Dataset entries
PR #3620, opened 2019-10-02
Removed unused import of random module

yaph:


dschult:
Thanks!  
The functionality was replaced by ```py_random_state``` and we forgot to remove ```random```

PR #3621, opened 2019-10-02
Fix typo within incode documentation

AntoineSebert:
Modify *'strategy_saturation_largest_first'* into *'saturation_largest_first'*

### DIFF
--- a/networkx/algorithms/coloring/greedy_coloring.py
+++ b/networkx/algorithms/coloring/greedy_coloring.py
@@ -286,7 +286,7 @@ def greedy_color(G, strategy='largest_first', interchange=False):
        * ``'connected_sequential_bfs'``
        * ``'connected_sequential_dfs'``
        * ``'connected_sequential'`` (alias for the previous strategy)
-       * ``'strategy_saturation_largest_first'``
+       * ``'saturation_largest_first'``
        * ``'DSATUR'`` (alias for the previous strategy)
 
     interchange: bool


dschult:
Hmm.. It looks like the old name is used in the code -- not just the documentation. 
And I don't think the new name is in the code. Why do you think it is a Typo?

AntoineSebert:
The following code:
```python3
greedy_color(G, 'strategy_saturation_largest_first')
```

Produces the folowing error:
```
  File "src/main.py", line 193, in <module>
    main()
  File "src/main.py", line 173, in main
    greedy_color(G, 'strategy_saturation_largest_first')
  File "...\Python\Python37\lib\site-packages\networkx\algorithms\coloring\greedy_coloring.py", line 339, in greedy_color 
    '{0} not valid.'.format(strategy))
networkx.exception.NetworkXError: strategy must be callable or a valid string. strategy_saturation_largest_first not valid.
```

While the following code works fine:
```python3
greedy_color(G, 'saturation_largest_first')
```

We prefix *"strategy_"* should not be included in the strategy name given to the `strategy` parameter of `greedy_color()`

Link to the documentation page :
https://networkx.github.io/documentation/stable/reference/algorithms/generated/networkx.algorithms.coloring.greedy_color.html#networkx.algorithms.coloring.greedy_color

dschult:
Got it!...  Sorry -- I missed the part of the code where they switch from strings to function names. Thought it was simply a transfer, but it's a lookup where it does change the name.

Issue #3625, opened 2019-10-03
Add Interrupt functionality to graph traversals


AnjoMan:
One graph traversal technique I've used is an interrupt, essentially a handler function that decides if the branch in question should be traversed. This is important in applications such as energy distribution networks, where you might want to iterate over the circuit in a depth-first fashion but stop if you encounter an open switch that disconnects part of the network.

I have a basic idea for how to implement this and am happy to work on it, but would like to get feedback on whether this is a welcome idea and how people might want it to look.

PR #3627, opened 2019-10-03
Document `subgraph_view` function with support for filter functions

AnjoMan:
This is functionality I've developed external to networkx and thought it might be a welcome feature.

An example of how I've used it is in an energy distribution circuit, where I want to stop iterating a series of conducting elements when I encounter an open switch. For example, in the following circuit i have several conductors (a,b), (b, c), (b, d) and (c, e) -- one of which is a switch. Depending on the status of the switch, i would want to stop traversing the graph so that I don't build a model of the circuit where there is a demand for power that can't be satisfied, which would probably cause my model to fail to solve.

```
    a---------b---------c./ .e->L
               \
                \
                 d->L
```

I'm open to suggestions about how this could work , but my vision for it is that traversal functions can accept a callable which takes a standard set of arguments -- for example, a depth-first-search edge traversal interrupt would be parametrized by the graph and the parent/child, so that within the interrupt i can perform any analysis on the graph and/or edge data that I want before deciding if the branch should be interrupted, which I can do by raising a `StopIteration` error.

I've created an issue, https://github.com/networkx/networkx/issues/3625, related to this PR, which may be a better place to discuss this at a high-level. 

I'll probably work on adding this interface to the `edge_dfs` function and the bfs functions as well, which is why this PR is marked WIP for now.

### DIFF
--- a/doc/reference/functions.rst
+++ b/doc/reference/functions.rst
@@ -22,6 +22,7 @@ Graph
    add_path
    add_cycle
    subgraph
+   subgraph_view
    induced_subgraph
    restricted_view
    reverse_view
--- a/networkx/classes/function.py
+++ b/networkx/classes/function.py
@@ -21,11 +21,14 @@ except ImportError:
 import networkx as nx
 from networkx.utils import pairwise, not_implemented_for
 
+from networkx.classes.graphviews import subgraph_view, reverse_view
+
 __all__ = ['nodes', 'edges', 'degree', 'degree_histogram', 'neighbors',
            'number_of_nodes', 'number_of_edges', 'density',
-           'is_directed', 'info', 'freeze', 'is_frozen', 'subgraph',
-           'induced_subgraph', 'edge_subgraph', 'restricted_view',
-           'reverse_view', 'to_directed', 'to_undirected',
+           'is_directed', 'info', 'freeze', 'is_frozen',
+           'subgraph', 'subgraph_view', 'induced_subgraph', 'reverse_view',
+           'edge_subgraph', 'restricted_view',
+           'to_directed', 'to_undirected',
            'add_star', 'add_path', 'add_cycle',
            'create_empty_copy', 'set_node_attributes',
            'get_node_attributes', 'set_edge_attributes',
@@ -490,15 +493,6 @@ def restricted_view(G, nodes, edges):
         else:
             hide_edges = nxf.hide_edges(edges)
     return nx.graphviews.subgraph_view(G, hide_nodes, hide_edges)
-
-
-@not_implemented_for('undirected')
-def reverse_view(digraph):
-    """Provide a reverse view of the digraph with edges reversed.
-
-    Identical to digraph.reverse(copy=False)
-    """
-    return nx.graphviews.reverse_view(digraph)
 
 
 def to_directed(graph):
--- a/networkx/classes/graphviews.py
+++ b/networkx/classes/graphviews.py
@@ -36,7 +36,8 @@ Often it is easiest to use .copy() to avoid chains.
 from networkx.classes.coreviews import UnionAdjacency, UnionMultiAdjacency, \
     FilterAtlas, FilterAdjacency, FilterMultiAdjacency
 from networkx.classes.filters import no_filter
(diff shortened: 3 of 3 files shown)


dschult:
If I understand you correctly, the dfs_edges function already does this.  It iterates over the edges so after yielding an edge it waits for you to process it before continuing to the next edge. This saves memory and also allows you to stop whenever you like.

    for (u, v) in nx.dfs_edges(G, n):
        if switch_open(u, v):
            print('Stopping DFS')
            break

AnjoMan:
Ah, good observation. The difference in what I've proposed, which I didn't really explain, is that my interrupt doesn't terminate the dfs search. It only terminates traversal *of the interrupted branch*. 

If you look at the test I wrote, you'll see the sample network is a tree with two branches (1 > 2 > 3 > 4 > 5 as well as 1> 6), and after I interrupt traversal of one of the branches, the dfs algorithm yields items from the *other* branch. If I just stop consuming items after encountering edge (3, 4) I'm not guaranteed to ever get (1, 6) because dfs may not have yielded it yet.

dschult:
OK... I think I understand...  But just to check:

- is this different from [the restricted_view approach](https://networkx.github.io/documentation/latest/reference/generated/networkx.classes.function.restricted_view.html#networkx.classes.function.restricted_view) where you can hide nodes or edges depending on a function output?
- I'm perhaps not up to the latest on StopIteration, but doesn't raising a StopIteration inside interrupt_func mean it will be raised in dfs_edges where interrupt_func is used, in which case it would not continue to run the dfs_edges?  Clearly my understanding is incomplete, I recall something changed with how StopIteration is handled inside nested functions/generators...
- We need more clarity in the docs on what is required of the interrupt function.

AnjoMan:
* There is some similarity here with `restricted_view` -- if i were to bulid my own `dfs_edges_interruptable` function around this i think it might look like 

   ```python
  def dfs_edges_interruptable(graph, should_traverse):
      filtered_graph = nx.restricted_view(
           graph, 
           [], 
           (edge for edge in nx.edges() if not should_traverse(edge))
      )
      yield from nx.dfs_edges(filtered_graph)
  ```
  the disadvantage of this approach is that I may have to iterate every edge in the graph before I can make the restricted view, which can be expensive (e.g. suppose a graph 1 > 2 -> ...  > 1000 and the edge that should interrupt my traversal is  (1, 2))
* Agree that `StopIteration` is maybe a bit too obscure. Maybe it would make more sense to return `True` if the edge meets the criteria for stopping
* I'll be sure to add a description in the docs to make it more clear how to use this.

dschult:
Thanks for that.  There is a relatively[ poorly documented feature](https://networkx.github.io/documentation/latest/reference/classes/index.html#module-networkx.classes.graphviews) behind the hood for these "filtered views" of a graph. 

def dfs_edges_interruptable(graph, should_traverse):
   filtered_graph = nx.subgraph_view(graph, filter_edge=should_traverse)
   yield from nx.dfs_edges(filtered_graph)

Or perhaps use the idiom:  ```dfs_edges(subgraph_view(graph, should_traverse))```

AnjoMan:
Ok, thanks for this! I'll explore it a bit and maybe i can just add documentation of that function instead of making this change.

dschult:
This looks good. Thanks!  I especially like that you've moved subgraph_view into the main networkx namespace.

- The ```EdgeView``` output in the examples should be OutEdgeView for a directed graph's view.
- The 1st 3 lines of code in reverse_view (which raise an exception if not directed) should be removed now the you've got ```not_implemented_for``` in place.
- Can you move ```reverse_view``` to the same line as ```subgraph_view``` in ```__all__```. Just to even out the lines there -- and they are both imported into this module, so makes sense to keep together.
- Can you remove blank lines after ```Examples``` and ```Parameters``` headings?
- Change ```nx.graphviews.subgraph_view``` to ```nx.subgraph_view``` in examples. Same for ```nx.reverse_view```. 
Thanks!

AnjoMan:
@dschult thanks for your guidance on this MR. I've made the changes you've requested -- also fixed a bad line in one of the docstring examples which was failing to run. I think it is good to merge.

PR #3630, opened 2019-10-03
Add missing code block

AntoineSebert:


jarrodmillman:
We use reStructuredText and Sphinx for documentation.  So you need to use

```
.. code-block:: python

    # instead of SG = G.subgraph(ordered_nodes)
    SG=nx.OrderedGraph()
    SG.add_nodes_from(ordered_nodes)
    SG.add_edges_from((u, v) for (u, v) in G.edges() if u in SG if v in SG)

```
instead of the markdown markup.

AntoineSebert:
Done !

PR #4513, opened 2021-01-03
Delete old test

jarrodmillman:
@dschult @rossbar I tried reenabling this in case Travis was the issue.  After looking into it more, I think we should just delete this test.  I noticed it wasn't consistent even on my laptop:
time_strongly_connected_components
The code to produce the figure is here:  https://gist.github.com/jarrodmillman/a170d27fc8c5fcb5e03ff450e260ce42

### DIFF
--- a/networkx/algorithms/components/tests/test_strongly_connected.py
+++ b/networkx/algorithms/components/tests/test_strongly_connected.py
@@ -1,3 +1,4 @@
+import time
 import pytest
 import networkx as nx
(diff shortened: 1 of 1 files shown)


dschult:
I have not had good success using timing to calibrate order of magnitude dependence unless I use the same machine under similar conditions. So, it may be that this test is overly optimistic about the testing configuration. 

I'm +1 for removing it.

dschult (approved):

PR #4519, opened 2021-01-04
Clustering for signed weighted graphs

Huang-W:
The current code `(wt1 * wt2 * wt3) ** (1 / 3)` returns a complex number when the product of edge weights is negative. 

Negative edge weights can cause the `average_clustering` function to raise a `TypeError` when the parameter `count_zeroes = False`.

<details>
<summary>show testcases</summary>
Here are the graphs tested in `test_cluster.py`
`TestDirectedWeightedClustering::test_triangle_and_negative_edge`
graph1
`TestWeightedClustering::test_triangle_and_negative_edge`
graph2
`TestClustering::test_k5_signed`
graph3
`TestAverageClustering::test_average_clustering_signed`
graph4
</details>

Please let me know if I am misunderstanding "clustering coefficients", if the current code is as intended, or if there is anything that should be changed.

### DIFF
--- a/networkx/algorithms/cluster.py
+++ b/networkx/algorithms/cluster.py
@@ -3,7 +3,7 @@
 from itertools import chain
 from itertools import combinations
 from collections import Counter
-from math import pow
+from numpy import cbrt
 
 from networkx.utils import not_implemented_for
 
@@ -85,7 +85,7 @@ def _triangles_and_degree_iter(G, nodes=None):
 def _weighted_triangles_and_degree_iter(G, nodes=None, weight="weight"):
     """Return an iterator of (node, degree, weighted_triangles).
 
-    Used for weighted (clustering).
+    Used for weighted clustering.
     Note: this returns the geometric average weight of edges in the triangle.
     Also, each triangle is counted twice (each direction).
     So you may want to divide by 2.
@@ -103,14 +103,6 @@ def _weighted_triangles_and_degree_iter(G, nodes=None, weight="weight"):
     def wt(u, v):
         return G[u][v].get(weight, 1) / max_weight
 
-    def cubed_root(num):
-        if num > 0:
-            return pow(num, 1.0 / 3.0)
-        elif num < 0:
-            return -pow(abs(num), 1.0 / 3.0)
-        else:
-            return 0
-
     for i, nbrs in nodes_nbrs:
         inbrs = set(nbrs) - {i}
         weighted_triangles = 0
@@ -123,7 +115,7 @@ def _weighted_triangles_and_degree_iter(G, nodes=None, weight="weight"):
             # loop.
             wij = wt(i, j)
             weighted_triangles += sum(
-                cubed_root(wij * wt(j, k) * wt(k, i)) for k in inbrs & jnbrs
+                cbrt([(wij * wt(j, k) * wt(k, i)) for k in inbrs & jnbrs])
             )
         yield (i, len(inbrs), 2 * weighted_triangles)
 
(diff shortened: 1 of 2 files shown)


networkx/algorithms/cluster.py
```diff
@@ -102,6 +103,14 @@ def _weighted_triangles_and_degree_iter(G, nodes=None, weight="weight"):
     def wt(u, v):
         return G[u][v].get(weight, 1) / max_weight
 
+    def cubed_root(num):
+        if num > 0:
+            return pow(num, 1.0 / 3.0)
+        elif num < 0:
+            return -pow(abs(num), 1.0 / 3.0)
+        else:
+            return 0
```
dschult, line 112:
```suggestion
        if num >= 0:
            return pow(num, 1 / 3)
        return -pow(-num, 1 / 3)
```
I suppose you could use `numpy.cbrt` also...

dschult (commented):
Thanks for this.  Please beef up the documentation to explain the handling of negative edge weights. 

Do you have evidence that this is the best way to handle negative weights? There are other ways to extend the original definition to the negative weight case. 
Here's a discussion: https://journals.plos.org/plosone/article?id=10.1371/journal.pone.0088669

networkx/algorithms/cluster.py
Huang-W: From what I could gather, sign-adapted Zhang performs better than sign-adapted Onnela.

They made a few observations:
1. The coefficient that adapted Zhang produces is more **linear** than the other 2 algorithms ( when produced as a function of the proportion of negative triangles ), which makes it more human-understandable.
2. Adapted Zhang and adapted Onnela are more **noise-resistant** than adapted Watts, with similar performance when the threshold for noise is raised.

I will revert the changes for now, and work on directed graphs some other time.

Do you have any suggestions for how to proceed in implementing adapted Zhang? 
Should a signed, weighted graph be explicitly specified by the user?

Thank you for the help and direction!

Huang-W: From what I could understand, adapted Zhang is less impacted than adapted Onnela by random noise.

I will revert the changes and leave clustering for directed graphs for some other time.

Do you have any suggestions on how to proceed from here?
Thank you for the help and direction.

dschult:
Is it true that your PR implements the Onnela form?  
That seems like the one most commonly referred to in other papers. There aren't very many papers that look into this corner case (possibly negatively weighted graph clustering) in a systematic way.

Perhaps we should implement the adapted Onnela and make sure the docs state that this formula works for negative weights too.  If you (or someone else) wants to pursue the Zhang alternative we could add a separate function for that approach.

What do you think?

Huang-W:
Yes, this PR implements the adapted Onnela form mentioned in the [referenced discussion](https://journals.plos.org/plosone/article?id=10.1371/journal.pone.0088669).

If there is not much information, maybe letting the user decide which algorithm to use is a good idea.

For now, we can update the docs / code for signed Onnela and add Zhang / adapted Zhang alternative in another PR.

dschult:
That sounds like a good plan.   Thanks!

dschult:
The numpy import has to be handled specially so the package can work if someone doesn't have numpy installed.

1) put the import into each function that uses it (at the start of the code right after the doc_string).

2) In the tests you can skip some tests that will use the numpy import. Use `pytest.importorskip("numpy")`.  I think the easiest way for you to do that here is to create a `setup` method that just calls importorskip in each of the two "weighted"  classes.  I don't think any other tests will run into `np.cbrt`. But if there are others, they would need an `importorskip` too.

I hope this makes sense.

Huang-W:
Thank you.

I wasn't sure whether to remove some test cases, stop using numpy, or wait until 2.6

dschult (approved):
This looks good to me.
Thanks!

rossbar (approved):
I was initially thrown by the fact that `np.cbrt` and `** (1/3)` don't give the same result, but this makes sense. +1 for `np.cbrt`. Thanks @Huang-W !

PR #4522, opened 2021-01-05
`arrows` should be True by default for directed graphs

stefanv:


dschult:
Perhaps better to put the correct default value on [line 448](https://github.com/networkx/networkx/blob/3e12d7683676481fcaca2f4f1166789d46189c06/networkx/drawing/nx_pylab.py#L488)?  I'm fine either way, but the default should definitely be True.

** WHAT IS REQUIRED **
Starting at the first line of the data above, retype each line exactly until you reach the line containing "--- a/networkx/algorithms/coloring/greedy_coloring.py", and include that line too.

** SOLVED PROBLEM **
PR #3620, opened 2019-10-02
Removed unused import of random module

yaph:


dschult:
Thanks!  
The functionality was replaced by ```py_random_state``` and we forgot to remove ```random```

PR #3621, opened 2019-10-02
Fix typo within incode documentation

AntoineSebert:
Modify *'strategy_saturation_largest_first'* into *'saturation_largest_first'*

### DIFF
--- a/networkx/algorithms/coloring/greedy_coloring.py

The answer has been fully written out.